On conjectures by Csordas, Charalambides and Waleffe

TL;DR

This paper proves new interlacing properties of zeros for special polynomials derived from Jacobi polynomials, extending previous results and confirming conjectures within broader parameter ranges.

Contribution

It establishes new interlacing results for polynomials from Jacobi polynomials, broadening the known parameter ranges and confirming conjectures.

Findings

Interlacing of polynomials from $P_n$ and $P_{n-1}$ holds in wider parameter ranges.

Interlacing between polynomials from $P_n$ and $P_{n-2}$ is also confirmed.

Results extend previous conjectures and provide new insights into polynomial zero distributions.

Abstract

In the present note we obtain new results on two conjectures by Csordas et al. regarding the interlacing property of zeros of special polynomials.

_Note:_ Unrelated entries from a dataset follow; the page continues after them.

PR #933, opened 2023-07-14
build: remove docs-build branch

MthwRobinson:
### Summary

Remove the option to build docs off a branch. We can actually just do this with a tag like `0.8.1-docs-rebuild` since the docs build on any tag.


qued (approved):
LGTM!

PR #934, opened 2023-07-14
fix: enable passing filters to `partition_doc` for libreoffice conversion

### LINKED ISSUE #777: bug/docx conversion fails (no export filter provided)
When using unstructured==0.7.4 with LangChain and using a DirectoryLoader that happens to traverse a .doc file, I get this:

Error: no export filter for /private/var/folders/hj/vcvdzqt5037_640tkfxfbdym0000gn/T/tmpdqn7lr0h/mydoc.docx found, aborting.

Here I found important info:

https://stackoverflow.com/questions/52277264/convert-doc-to-docx-using-soffice-not-working
Syntax for LibreOffice 7 seems to be --convert-to "docx:MS Word 2007 XML", with an output filter name supplied after the docx. Options for the output filter name ("MS Word 2007 XML") seem to be here https://git.libreoffice.org/core/+/refs/heads/master/filter/source/config/fragments/filters

And fair enough, this worked:

soffice --headless --convert-to "docx:MS Word 2007 XML"  myFile.doc 
convert myfile.doc -> myfile.docx using filter : MS Word 2007 XML

I wonder if the way Unstructured and LangChain interact can be fixed so that the conversion works.

MthwRobinson:
### Summary

Closes #777. Updates `partition_doc` to accept a `libre_office_filter` arg, which defaults to the syntax required for LibreOffice7 (as pointed out in the issue). You can pass `None` to that arg to disable the filter, which equivalent to the current functionality.

### Testing

First confirm your LibreOffice version with `soffice --version`. It should be 7.x.x. Then run.

```python

filename = "example-docs/fake.doc"
elements = partition_doc(filename=filename)
elements = partition_doc(filename=filename, libre_office_filter=None)
```


qued (approved):
LGTM!

PR #935, opened 2023-07-14
chore: remove outdated error message

qued:
There's [an issue](https://github.com/Unstructured-IO/unstructured-inference/issues/64) in `unstructured-inference` about these blocks trapping unrelated import errors. The fix for that would be to narrow the scope of the traps, but I think this is made redundant by the `requires_dependencies` decorator, so I removed it completely.

#### Testing:
I guess the way to thoroughly test this would be to:
1. Make a call to this code without `unstructured-inference` installed to make sure it raises an error through the decorator. The environment can be set up by creating a fresh environment and then running `pip install -r requirements/base.txt` (we intentionally skip installing `unstructured-inference`). Then the following should generate an error message from the dependency decorator:

```python
from unstructured.partition.pdf import _partition_pdf_or_image_local
elements = _partition_pdf_or_image_local("example-docs/layout-parser-paper.pdf")

```
2. Reproduce the error (or something similar) mentioned in the above issue, to make sure the error message comes through without the misleading message. This can be done by creating an ubuntu instance through the usual terraform, except in the `user_data` omit installing the OS packages `liblzma-dev` and `libbz2-dev`, without which the Python installation will be broken (I can provide a script that does this).

    Then in the instance, create and activate a fresh virtual environment, clone `unstructured`, and `make install` (note this installs `unstructured-inference`). From the `main` branch you can check that the above Python snippet gives a similar misleading error message to that referenced in the original issue, but on this branch the misleading message is absent.


MthwRobinson (approved):
LGTM!

PR #1723, opened 2023-10-11
feat: calculate element type percent match

Klaijan:
**Executive Summary**
Adds function to calculate the percent match between two element type frequency output from `get_element_type_frequency` function. 

**Technical Detail**
- The function takes two `Dict` input which both should be output from `get_element_type_frequency`
- Implementors can define weight `category_depth_weight` they want to give to the matching `type` but different in `category_depth` case
- The function loops through output item list first to find exact match and count total exact match, and collect the remaining value for both output and source in new list (of `dict` type). Then it loops through existing source item list that has not been an exact match, to find `type` match which then weigh with the factor of `category_depth_weight` defined earlier, default at 0.5)

**Output**
output
```
{
  ("Title", 0): 2,
  ("Title", 1): 1,
  ("NarrativeText", None): 3,
  ("UncategorizedText", None): 1,
}
```

source
```
{
  ("Title", 0): 1,
  ("Title", 1): 2,
  ("NarrativeText", None): 5,
}
```

With this output and source, and weight of 0.5, the % match will yield 5.5 / 8 -- for 5 exact match, and 1 partial match with 0.5 weight.


test_unstructured/metrics/test_element_type.py
```diff
@@ -35,3 +38,37 @@ def test_get_element_type_frequency(filename, frequency):
...
+                ("ListItem", 2): 3,
+                ("Table", None): 1,
+            },
+        ),
+    ],
+)
+def test_calculate_element_type_percent_match(filename, frequency):
+    elements = partition(filename=f"example-docs/{filename}")
+    elements_freq = get_element_type_frequency(elements_to_json(elements))
+    assert calculate_element_type_percent_match(elements_freq, frequency) == 1.0
```
shreyanid, line 72: so in these tests, are the elements always 100% match? Can we get some examples (we can just modify the "ground truth" parametrized element frequencies) where we don't have 100%, either through missing or misclassified elements?

unstructured/metrics/element_type.py
```diff
@@ -20,3 +20,52 @@ def get_element_type_frequency(
...
+    total_match_element_count = 0
+
+    unmatched_depth_output = {}
+    unmatched_depth_source = {}
+
+    for k, v in output_copy.items():
+        if k in source_copy:
+            match_count = min(output_copy[k], source_copy[k])
+            total_match_element_count += match_count
+            total_source_element_count += match_count
```
shreyanid, line 51: should this be source_count and not match_count?

Klaijan: It'll continue counting the rest of the source later since we're looping through the output list now so we can only track the matched one in this loop.

test_unstructured/metrics/test_element_type.py
Klaijan: We could mock fake output, but it'd be best if we compare the mock one against the gold standard. So if we want to see a comparison from same file but two sources, let's create a gold standard for these files.

shreyanid: Ok sounds good. It can possibly just be the unstructured output with manual human edits to look like the gold standard, we don't need to make it from scratch.

I just want to see a case where the unstructured output somehow doesn't 100% match the gold standard, however that test can be added is up to you :)

unstructured/metrics/element_type.py
```diff
@@ -20,3 +20,71 @@ def get_element_type_frequency(
...
+        if k in unmatched_depth_output:
+            match_count = min(unmatched_depth_output[k], unmatched_depth_source[k])
+            total_match_element_count += match_count * category_depth_weight
+
+    return min(max(total_match_element_count / total_source_element_count, 0.0), 1.0)
+
+
+def _convert_to_frequency_without_depth(d: Dict) -> Dict:
+    """
+    Takes in element frequency with depth of format (type, tepth): value
```
shreyanid, line 80:
```suggestion
    Takes in element frequency with depth of format (type, depth): value
```
typo

shreyanid (approved):
LGTM!

Issue #1660, opened 2023-10-06
enhancement: evaluate language detection packages to see which is best for detecting short text


Coniferish:
Stemming from conversations [here](https://github.com/Unstructured-IO/unstructured/pull/1627#discussion_r1346498859) and [here](https://github.com/Unstructured-IO/unstructured/pull/1652), it would be worthwhile to do our own comparison of language detection packages to see which is best for detecting the language of short text. Speed and size of the packages should also be considered. Packages of interest include langdetect (which we are currently using), fasttext (if it is compatible with py 3.11), langid, and lingua. We are also currently using a regex pattern and arbitrary text length limit to default to "eng", so this should also be considered/reconsidered.

See `detect_languages` in `lang.py`

Coniferish:
Notes/research from 10/2023

Package | Url | Stars | Last updated | License | Python compatibility | Detects multiple languages in the same text | Deterministic?
-- | -- | -- | -- | -- | -- | -- | --
Langdetect | https://github.com/Mimino666/langdetect | 1.5k | 2021 |   |   |   |  
Polyglot | https://github.com/aboSamoor/polyglot | 2.2k | 2020 | MIT |   |   |  
python-polyglot | https://github.com/lainq/polyglot | 27 | 2021 |   |   |   |  
cld3 | https://github.com/google/cld3 | 706 | 2022 | Apache 2.0 |   |   |  
pycld3 | https://github.com/bsolomon1124/pycld3 | 135 | 2021 | Apache 2.0 |   |   |  
pycld2 | https://github.com/aboSamoor/pycld2 | 147 | 2022 | Apache 2.0 |   |   |  
Fasttext | https://github.com/facebookresearch/fastText | 25.1k | 2023 | MIT |   |   |  
~~spaCy~~ | https://github.com/explosion/spaCy |   |   |   |   |   |  
lingua | https://github.com/wichert/lingua | 44 | 2022 |   |   |   |  
lingua-py | https://github.com/pemistahl/lingua-py | 635 | 2023 | apache 2.0 |   |   |  
~~googletrans~~ | https://github.com/ssut/py-googletrans |   |   |   |   |   |  
~~textblob~~ | https://github.com/sloria/TextBlob | 8.7k | 2023 |   |   |   |  
langid | https://github.com/saffsd/langid.py | 2.2k | 2017 | BSD-2-Clause |   |   |  
[...]

PR #1652, opened 2023-10-05
detect document language across all partitioners <- Ingest test fixtures update

ryannikolaidis:
This pull request includes updated ingest test fixtures.
Please review and merge if appropriate.

PR #1729, opened 2023-10-12
roman/bugfix fix default language ingest option

rbiseck3:
### Description
Set language to None by default. Update ingest test to use local file used in language unit tests to validate.


test_unstructured_ingest/expected-structured-output/airtable-diff/app5YQxSfp220fWtm/tblxdPc7L2meGIZLE.json
```diff
@@ -15,7 +15,9 @@
       },
       "filetype": "text/csv",
       "languages": [
-        "eng"
+        "cat",
+        "ita",
+        "fra"
```
ryannikolaidis, line 20: 🤣 I mean...fair

test_unstructured_ingest/expected-structured-output/Sharepoint/SitePages/This-is-a-title.html.json
```diff
@@ -16,7 +16,8 @@
       "filename": "This-is-a-title.html",
       "filetype": "text/html",
       "languages": [
-        "eng"
+        "cat",
+        "fra"
```
ryannikolaidis, line 20: hmm, so obv not a bug for this PR since ingest is just enabling it, but this one definitely looks like `eng` to me??

`"text": "This is a plain text site page for testing purposes"`

rbiseck3: @Coniferish might have some better insight?

ryannikolaidis: and cc @shreyanid?

ryannikolaidis (approved):
noted some curiosities with respect to the auto languages, but that's out of the purview of this PR. changes here are gtg!

test_unstructured_ingest/expected-structured-output/Sharepoint/SitePages/This-is-a-title.html.json
Coniferish: Yah, `langdetect` doesn't do well with short text, so I added logic in `detect_languages` to default to English, but conservatively set the length to 20 characters. We have a follow-up PR [here](https://github.com/Unstructured-IO/unstructured/issues/1660) and discussed some of that in this Ingest PR: https://github.com/Unstructured-IO/unstructured/pull/1652

test_unstructured_ingest/expected-structured-output/local-single-file-with-encoding/fake-html-cp1252.html.json
```diff
@@ -19,7 +22,10 @@
       "data_source": {},
       "filetype": "text/html",
       "languages": [
-        "eng"
+        "por",
+        "cat",
+        "eng",
+        "vie"
```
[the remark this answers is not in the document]
Coniferish: Though I'm confused how this one isn't being detected as English given the length check is `<20` and this is 19 characters...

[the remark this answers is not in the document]
Coniferish: I think something might still be wrong with the ingest... This really shouldn't be happening.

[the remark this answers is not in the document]
Coniferish: Unless this is part of a larger text document that is primarily Latin or some other language. The default is to detect language at the _document_ level rather than the _element_ level. So if a document is primarily in Latin, every element will be detected as such unless `detect_language_per_element` is set to `True`

test_unstructured_ingest/expected-structured-output/Sharepoint/SitePages/This-is-a-title.html.json
Coniferish: But this one is actually because language detection happens at the document level by default and the majority of this text is in Latin.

These polynomials came from the Jacobi tau methods for the Sturm-Liouville eigenvalue problem. Their coefficients are the successive even derivatives of the Jacobi polynomials $P_n(x;\alpha,\beta)$ evaluated at the point one. The first conjecture states that the polynomials constructed from $P_n(x;\alpha,\beta)$ and $P_{n-1}(x;\alpha,\beta)$ are interlacing when $-1<\alpha<1$ and $-1<\beta$. We prove it in a range of parameters wider than that given earlier by Charalambides and Waleffe. We also show that within narrower bounds another conjecture holds. It asserts that the polynomials constructed from $P_n(x;\alpha,\beta)$ and $P_{n-2}(x;\alpha,\beta)$ are also interlacing.